PR #2177, opened 2017-07-20
Update Add/Remove Button API

hghazzi:
### This PR will...

Update the `addButton` & `removeButton` APIs to no longer add button to the dock and icon, but will be added to the control bar.

To support the new JW8 Skins, where we will no longer have a dock container and buttons.

- Removing dock html && classes will be handled in https://jwplayer.atlassian.net/browse/JW8-88
- Will need to move where the buttons are being added to the control bar in https://jwplayer.atlassian.net/browse/JW8-127
- Need to verify with Product on what should happen when button id is missing or image url is invalid or blank

#### Addresses Issue(s):

JW8-126

### DIFF
--- a/src/js/controller/controller.js
+++ b/src/js/controller/controller.js
@@ -798,7 +798,6 @@ define([
                     }
                 }
 
-                console.log('Adding Buttons:', _.pluck(customButtons, 'id'));
                 _model.set('customButtons', customButtons);
             };
             this.removeButton = function(id) {
@@ -812,9 +811,7 @@ define([
                     (button) => button.id !== id
                 );
 
-                console.log('Removing Buttons:', _.pluck(customButtons, 'id'));
                 _model.set('customButtons', customButtons);
-
             };
             // Delegate trigger so we can run a middleware function before any event is bubbled through the API
             this.trigger = function (type, args) {
--- a/src/js/controller/controller.js
+++ b/src/js/controller/controller.js
@@ -770,6 +770,8 @@ define([
                 return _model.checkComplete();
             };
             this.addButton = function(img, tooltip, callback, id, btnClass) {
+                let customButtons = _model.get('customButtons') || [];
+                let added = false;
                 const newButton = {
                     img: img,
                     tooltip: tooltip,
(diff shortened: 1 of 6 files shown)


src/js/view/controls/controlbar.js
```diff
@@ -113,10 +114,10 @@ define([
             }
             // Do not show the volume toggle in the mobile SDKs or <iOS10
             if (!_model.get('sdkplatform') && !(OS.iOS && OS.version.major < 10)) {
-                muteButton = button('jw-icon-volume', () => { _api.setMute(); }, vol);
+                muteButton = button('jw-icon-volume', () => _api.setMute(), vol);
             }
 
-            const nextButton = button('jw-icon-next', () => { _api.next(); }, next);
+            const nextButton = button('jw-icon-next', () => _api.next(), next);
```
robwalch: The brackets were intentional. Without them, the result of the statement is returned, we don't want to `return _api.setMute()` from the callback, we just want to call `_api.setMute()`.

src/js/view/controls/controlbar.js
```diff
@@ -158,8 +159,8 @@ define([
                 mute: muteButton,
                 volume: volumeSlider,
                 volumetooltip: volumeTooltip,
-                cast: createCastButton(() => { _api.castToggle(); }, this._localization),
-                fullscreen: button('jw-icon-fullscreen', () => { _api.setFullscreen(); }, this._localization.fullscreen)
+                cast: createCastButton(() => _api.castToggle(), this._localization),
+                fullscreen: button('jw-icon-fullscreen', () => _api.setFullscreen(), this._localization.fullscreen)
```
robwalch: ditto.

src/js/controller/controller.js
```diff
@@ -768,40 +768,20 @@ define([
...
-                }
-
-                _model.set('dock', dock);
+                _model.trigger('addButton', customButton);
             };
             this.removeButton = function(id) {
-                let dock = _model.get('dock') || [];
-                dock = _.reject(dock, _.matches({ id: id }));
-                _model.set('dock', dock);
+                _model.trigger('removeButton', id);
```
robwalch: Can you route these through the view and controls rather than the model?

Buttons should be pushed into a collection like they were previously for the doc. Buttons should added to the DOM when controls are rendered - not requiring controls to be active for buttons to be added.

src/js/view/controls/controlbar.js
```diff
@@ -238,6 +239,9 @@ define([
             _model.change('cues', this.addCues, this);
             _model.change('altText', this.setAltText, this);
 
+            _model.on('addButton', this.addButton, this);
+            _model.on('removeButton', this.removeButton, this);
```
robwalch: These would only get called when controls are active meaning you could not add buttons unless controls are true, loaded and the controlbar created.

The creation of buttons should be separate from the rendering of them in controlbar. (see my previous comment in controller.js).

PR #2179, opened 2017-07-21
Events and states deprecation

karimJWP:
### This PR will...
Replace events and states with ES6 constants and move obsolete events to the compatibility script.

To deprecate Events and States for JW 8.

A sanity check would be much appreciated. Keep in mind Documentation for ES6 constants will be added in separate PR

https://github.com/jwplayer/jwplayer-commercial/pull/3776
https://github.com/jwplayer/jwplayer-ads-vast/pull/220
jwplayer/jwplayer-ads-googima#231
jwplayer/jwplayer-ads-freewheel#60
https://github.com/jwplayer/jwplayer-vr-plugin/pull/42

#### Addresses Issue(s):
JW8-120


src/js/events/events.js
```diff
@@ -1,98 +1,383 @@
...
+/**
+ * The video is currently playing. No icon is visible in the display.
+*/
+export const STATE_PLAYING = 'playing';
+
+/**
+ * Playback was stopped due to an error.
+   In this state the error icon and a message are visible in the display.
+*/
+export const STATE_ERROR = 'error';
```
karimJWP: @robwalch  STATE_ERROR has the same value as ERROR_EVENT ('error'), and STATE_COMPLETE has the same value as MEDIA_COMPLETE ('complete'). Could this ever be a problem ? The problem with changing one is that some parts of the code use the value directly (i.e. 'error' and 'complete') for both the state and the event, so we would have to update those as well.

robwalch: The goal is to only have one string literal for each value, and use the constants through the projects (jwplayer and jwplayer-commercial). 

Having state and event constants makes sense. You use the state constants when setting state and event ones when listening to or triggering events. To avoid duplication define the state constants first and then set the events to those really every state should have its own event otherwise just keep the states and remove the duplicate events.

export const ERROR_STATE = 'error';
export const ERROR_EVENT = ERROR_STATE;

robwalch: The goal is to only have one string literal for each value, and use the constants through the projects (jwplayer and jwplayer-commercial). 

Having state and event constants makes sense. You use the state constants when setting state and event ones when listening to or triggering events. To avoid duplication define the state constants first and then set the events to those really every state should have its own event otherwise just keep the states and remove the duplicate events.

export const ERROR_STATE = 'error';
export const ERROR_EVENT = ERROR_STATE;

src/js/compatibility.js
```diff
@@ -131,5 +131,124 @@
         jwplayerCompatible.vid = playerLibrary.vid;
 
         window.jwplayer = jwplayerCompatible;
+
```
robwalch: Add `events` to `jwplayerCompatible` before the line above.

karimJWP:
@robwalch merge conflicts and comment addressed

robwalch:
test this please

_ _ _ _ _ _ _

WHAT YOU ARE ASKED TO DO = Search the data above for the word "pull" and report how many lines contain it, with nothing further.

SOLUTION TO THIS EXERCISE = 3